# Satin Balls



## Chi Nation (Mar 7, 2012)

*I found this recipe online while looking for raw diet ideas... Holistic Dog - Satinballs Satin Balls

Has anyone ever tried these? What is your opinion on them?


. *


----------



## flippedstars (Dec 16, 2009)

The only purpose of using them is to put weight on a dog quickly. If you simply have a skinny dog that is not unhealthily thin, I wouldn't bother. Just feed your dog as much of its regular food as it wants.

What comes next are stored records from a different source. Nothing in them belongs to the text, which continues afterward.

PR #1087, opened 2025-06-01
Enable `editor` in the container

tcely:
For less than 3 MiB, I can have a modern editor that does enough of what `vim-nox` does that I won't want to install another editor every time that I'm trying new things.

Also, for another 3 MiB we can get a replacement for `nano` that people newer to this command line editing experience can use more easily.

```sh
$ update-alternatives --get-selections
editor                         manual   /usr/bin/vis
nano                           auto     /usr/local/bin/babi
vi                             auto     /usr/bin/vis
vim                            auto     /usr/bin/vis
```


meeb:
In-container editor is nice, thanks!

PR #1132, opened 2025-06-18
Do not store `True` as a result

tcely:


meeb:
@tcely this has a conflict

tcely:
@meeb The conflict has been resolved.

PR #1153, opened 2025-06-24
Reorganize tasks

tcely:
We are down to 8 tasks using the old system.
They were all moved to the end of the file.

One of the workers was removed as no more tasks were using it.

Cleaning up the results:
```py
import django_huey
from pprint import pp
from sync.choices import Val, TaskQueue
pp( (lambda q, msg=None, remove_true=False: [ (n, k, v := q.get(peek=True, key=k), e := v.metadata.get('error') if hasattr(v, 'metadata') else v, 'Removed True' if remove_true and v is True and q.get(k) else 'Retained True', 'Removed' if msg and e and msg in e and q.get(k) else 'Retained') for n,k in enumerate(q.all_results(), start=1) ])(django_huey.get_queue(Val(TaskQueue.LIMIT)), ) )
```


meeb:
Nice work, thanks!

PR #1168, opened 2025-07-03
Add SQLite configuration tweaks

tcely:


tcely:
@spiralham Let us know what the timeout value that you used is. Thanks!

spiralham:
@tcely I just went with `60` which is probably overkill but seems to have cleaned up the lock errors on both btrfs and ext4.

PR #1180, opened 2025-07-05
Convert `delete_all_media_for_source` task

tcely:


tcely:
I just deployed the latest image and my memory is about 300 MiB less without that worker.

PR #1192, opened 2025-07-07
Tweaks to tasks for consistency

tcely:


tcely:
```
Getting action download info
Failed to resolve action download info. Error: The HTTP request timed out after 00:01:40.
Retrying in 14.861 seconds
```

That's interesting. I haven't noticed GitHub simply not responding before.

Usually these are really only used for performance dogs or show dogs needing to gain weight quickly for a competition. They are by no means complete/balanced and are only a supplement.


----------



## Chi Nation (Mar 7, 2012)

Oh ok. I ran across them as i was searching and had never heard of them. They would seem to be good for preg/nursing females to help keep on weight.


----------



## flippedstars (Dec 16, 2009)

EastGreenChihuahuas said:


> Oh ok. I ran across them as i was searching and had never heard of them. They would seem to be good for preg/nursing females to help keep on weight.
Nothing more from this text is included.